## YOUR OBJECTIVE:
Below are some records; return each one exactly as written.

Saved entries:
[Start of Attachment]
PR #953, opened 2016-12-27
Add xcconfig file for generate_appcast target

zorgiepoo:
Also remove swift configurations from Common config files, and change swift optimization from fast to whole module.

For some reason unknown to me, generate_appcast fails to build in Xcode 'All' or 'Distribution' target. This can be reproduced in master too, so I don't think it's related to this PR. `make release` works fine however.


zorgiepoo:
Ah, I think it's the target dependency ordering. Place `generate_appcast` after the other Sparkle targets for the Distribution and All targets; I trust you can make that change @pornel

pornel:
I was unable to reproduce the build failure. All and Distribution worked fine for me.

zorgiepoo:
The errors I am running into is symbols like SUError and SUStandardVersionComparator being unresolved (Swift code not finding those in the obj-c bridging).

One workaround for me I found I believe is adding Sparkle.framework as a target dependency to generate_appcast, and adding 'import Sparkle' in Appcast.swift and DSASignature.swift, to get both `make release` to work for me and building under Distribution target in Xcode. But this is kind of strange.. @pornel

pornel:
I've seen that briefly, but I think it's an Xcode bug, because it goes away after Clean Build Folder.

zorgiepoo:
Yeah, I think you're right..

PR #963, opened 2016-12-29
Remove the old app/bundle instead of moving it to the trash

### LINKED ISSUE #827: Old apps get sent to trash?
[End of Attachment]
## RESPONSE BOX:
PR #953, opened 2016-12-27
Add xcconfig file for generate_appcast target

zorgiepoo:
Also remove swift configurations from Common config files, and change swift optimization from fast to whole module.

For some reason unknown to me, generate_appcast fails to build in Xcode 'All' or 'Distribution' target. This can be reproduced in master too, so I don't think it's related to this PR. `make release` works fine however.


zorgiepoo:
Ah, I think it's the target dependency ordering. Place `generate_appcast` after the other Sparkle targets for the Distribution and All targets; I trust you can make that change @pornel

pornel:
I was unable to reproduce the build failure. All and Distribution worked fine for me.

zorgiepoo:
The errors I am running into is symbols like SUError and SUStandardVersionComparator being unresolved (Swift code not finding those in the obj-c bridging).

One workaround for me I found I believe is adding Sparkle.framework as a target dependency to generate_appcast, and adding 'import Sparkle' in Appcast.swift and DSASignature.swift, to get both `make release` to work for me and building under Distribution target in Xcode. But this is kind of strange.. @pornel

pornel:
I've seen that briefly, but I think it's an Xcode bug, because it goes away after Clean Build Folder.

zorgiepoo:
Yeah, I think you're right..

PR #963, opened 2016-12-29
Remove the old app/bundle instead of moving it to the trash

### LINKED ISSUE #827: Old apps get sent to trash?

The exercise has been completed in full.